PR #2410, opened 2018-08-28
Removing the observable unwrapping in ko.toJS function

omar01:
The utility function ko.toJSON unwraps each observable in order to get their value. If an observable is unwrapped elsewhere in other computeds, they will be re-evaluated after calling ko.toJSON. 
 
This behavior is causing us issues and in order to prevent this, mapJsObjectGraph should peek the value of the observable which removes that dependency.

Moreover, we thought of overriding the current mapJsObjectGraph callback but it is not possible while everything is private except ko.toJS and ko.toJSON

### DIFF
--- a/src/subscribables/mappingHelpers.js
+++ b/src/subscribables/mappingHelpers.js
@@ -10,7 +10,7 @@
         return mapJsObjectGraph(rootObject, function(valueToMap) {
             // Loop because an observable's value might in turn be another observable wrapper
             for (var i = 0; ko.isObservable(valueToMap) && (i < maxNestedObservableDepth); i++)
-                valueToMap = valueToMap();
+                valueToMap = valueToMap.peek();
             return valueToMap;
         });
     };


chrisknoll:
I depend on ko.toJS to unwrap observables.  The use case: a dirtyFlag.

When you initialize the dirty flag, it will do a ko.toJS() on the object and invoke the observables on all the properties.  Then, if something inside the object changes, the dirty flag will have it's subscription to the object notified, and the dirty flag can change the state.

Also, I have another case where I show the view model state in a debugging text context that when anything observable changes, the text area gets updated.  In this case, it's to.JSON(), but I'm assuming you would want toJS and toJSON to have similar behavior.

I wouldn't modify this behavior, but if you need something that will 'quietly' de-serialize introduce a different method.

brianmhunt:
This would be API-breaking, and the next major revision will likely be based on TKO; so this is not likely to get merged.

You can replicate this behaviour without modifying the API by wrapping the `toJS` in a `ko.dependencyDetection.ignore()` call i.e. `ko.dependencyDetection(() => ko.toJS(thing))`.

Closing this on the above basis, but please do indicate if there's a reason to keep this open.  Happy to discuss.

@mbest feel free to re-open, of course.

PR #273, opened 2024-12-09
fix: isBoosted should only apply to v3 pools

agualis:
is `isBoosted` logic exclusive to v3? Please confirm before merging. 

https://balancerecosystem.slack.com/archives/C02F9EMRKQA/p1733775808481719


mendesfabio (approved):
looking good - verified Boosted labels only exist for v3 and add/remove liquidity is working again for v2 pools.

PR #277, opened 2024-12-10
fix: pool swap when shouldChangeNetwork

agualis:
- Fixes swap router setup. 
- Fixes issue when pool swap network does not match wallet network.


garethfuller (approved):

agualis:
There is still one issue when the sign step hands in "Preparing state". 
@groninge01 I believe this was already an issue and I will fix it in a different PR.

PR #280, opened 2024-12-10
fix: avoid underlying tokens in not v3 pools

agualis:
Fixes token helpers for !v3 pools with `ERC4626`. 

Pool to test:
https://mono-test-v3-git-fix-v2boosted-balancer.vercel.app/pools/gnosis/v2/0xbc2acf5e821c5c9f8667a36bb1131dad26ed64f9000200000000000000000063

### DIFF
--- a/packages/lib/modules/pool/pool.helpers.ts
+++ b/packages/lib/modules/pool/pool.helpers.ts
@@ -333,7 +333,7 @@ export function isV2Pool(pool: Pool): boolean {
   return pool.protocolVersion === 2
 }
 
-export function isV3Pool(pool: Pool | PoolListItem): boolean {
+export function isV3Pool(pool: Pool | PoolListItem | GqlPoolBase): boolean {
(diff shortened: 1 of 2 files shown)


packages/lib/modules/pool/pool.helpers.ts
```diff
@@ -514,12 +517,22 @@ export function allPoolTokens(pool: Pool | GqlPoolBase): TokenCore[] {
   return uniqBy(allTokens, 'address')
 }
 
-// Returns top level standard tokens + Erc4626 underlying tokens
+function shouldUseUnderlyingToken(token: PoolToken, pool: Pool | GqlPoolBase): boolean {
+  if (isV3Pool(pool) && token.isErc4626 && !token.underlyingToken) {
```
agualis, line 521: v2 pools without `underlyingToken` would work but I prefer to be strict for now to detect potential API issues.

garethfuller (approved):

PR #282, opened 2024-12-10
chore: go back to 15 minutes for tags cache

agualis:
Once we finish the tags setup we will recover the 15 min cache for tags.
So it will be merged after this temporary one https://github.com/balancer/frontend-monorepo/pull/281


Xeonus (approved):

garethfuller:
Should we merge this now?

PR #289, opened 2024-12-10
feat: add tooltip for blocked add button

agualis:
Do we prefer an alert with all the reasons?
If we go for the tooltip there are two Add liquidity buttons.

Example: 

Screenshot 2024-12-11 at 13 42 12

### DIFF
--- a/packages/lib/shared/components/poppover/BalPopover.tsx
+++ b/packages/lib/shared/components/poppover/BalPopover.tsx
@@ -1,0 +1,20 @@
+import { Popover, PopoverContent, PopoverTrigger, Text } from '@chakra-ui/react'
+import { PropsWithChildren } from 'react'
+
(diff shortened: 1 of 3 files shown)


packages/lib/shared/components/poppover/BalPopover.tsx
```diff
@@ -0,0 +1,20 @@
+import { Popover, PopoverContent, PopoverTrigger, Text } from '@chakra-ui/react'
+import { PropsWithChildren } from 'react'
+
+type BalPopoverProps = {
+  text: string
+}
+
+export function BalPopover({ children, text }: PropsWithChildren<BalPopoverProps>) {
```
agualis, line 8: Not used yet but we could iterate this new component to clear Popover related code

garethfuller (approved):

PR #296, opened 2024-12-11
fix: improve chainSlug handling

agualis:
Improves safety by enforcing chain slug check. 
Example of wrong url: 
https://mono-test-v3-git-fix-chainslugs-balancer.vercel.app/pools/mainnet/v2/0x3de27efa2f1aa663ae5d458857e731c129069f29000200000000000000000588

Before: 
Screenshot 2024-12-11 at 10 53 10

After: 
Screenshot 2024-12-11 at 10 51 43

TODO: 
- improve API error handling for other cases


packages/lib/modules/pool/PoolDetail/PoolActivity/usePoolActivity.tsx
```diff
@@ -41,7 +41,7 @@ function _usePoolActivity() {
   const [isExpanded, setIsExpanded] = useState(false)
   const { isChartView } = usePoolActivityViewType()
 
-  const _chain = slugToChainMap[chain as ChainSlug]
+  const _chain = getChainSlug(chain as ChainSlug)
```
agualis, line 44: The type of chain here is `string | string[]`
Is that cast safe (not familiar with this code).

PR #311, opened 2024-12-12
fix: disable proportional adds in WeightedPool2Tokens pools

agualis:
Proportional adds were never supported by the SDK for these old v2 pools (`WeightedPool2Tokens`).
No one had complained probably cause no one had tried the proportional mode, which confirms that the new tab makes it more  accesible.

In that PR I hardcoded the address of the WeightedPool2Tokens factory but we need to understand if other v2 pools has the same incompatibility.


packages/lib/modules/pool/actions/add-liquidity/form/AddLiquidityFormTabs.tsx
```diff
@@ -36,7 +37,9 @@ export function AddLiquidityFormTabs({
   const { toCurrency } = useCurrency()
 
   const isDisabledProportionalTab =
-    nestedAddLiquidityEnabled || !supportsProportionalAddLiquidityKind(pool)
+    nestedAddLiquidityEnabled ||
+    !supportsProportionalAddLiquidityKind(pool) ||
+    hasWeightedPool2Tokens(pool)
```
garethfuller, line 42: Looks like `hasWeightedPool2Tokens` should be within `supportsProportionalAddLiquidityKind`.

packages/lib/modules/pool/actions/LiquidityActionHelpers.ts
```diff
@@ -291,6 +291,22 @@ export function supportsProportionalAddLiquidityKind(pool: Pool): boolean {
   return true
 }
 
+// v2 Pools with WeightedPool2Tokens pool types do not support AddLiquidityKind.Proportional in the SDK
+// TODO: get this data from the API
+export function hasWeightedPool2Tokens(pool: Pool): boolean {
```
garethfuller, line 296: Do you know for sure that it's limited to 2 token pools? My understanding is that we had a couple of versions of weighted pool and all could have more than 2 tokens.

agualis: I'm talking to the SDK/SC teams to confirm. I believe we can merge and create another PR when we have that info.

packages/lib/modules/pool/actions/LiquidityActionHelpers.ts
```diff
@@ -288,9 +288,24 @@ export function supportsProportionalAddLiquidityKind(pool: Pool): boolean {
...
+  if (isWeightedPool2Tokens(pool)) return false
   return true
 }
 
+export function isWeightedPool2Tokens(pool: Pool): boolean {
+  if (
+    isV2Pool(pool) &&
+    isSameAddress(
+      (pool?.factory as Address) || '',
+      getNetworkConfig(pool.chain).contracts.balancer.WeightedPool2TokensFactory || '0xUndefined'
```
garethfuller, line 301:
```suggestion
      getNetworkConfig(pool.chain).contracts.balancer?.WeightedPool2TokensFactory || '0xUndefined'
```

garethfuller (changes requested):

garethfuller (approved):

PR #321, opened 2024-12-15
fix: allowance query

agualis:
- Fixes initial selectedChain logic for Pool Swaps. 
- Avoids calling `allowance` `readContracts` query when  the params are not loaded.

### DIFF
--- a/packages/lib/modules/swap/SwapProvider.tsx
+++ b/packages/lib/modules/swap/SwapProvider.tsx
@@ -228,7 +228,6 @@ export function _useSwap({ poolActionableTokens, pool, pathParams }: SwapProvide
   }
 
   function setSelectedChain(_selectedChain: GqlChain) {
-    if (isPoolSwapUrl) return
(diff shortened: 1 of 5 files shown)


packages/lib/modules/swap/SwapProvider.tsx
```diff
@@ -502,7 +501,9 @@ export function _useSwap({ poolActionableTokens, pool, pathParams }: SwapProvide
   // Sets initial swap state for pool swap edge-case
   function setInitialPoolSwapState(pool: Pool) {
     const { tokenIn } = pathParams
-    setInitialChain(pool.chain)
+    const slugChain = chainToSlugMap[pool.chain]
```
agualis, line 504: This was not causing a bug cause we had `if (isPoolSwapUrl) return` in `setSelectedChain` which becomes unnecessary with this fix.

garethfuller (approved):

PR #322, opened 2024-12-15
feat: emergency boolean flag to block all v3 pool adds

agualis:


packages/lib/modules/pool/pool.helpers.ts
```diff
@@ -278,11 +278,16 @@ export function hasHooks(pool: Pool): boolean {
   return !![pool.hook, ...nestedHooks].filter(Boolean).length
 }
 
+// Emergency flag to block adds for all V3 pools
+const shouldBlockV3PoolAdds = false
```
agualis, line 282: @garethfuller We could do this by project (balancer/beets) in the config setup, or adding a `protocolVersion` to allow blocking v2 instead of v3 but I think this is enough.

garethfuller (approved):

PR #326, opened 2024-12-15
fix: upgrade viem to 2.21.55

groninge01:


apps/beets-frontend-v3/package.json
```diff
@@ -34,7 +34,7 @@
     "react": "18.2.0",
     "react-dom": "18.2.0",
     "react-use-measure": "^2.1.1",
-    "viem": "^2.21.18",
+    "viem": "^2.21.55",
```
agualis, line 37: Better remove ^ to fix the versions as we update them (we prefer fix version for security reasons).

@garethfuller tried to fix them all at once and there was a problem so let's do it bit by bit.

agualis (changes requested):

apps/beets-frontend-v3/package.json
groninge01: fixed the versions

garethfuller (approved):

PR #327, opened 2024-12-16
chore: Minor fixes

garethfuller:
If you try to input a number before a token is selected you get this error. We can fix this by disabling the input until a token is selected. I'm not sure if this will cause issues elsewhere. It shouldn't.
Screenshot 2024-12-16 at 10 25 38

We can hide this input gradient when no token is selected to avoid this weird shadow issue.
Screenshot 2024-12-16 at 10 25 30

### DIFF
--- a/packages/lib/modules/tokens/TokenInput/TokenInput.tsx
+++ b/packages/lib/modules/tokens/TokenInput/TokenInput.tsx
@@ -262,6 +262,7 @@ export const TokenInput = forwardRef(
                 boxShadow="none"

* [Prompt]: Copy every line from the material in which the word "isBoosted" can be found.

* [Output]:
fix: isBoosted should only apply to v3 pools
is `isBoosted` logic exclusive to v3? Please confirm before merging. 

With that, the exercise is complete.